→ **ASSIGNMENT**:
The answer must consist of every line from the entries below that contains the word "blob".

*** AVAILABLE DATA Section Begins ***

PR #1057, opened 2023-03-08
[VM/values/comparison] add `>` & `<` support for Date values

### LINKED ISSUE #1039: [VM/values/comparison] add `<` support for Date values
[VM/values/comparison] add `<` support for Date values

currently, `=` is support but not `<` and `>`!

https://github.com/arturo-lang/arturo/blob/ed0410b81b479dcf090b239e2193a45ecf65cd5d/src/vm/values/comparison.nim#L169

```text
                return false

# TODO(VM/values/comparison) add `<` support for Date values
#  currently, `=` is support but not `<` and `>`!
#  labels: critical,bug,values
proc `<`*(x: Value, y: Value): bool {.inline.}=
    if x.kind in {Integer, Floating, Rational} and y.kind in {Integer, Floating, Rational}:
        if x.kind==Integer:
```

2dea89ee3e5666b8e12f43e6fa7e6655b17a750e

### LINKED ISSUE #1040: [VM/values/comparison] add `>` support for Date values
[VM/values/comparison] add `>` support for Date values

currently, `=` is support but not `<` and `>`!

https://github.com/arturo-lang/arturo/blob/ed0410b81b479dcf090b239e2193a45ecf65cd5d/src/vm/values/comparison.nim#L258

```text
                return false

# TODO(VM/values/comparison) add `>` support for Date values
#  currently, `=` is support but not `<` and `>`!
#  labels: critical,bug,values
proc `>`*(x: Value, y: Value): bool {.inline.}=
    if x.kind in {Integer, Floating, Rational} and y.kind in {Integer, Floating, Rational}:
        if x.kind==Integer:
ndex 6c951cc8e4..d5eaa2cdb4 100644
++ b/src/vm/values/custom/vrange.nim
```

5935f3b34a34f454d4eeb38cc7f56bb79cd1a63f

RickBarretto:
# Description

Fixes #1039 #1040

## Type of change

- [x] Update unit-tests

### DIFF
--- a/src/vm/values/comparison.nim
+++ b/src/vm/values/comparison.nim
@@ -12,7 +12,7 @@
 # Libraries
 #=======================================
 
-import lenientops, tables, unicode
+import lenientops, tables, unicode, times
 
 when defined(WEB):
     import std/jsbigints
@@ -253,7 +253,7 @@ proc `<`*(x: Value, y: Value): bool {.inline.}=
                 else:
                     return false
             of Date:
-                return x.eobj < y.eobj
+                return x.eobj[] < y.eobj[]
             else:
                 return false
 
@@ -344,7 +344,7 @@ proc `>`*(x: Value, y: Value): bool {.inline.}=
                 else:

*** AVAILABLE DATA Section Ends ***

→ **EXERCISE OUTPUT**:
https://github.com/arturo-lang/arturo/blob/ed0410b81b479dcf090b239e2193a45ecf65cd5d/src/vm/values/comparison.nim#L169
https://github.com/arturo-lang/arturo/blob/ed0410b81b479dcf090b239e2193a45ecf65cd5d/src/vm/values/comparison.nim#L258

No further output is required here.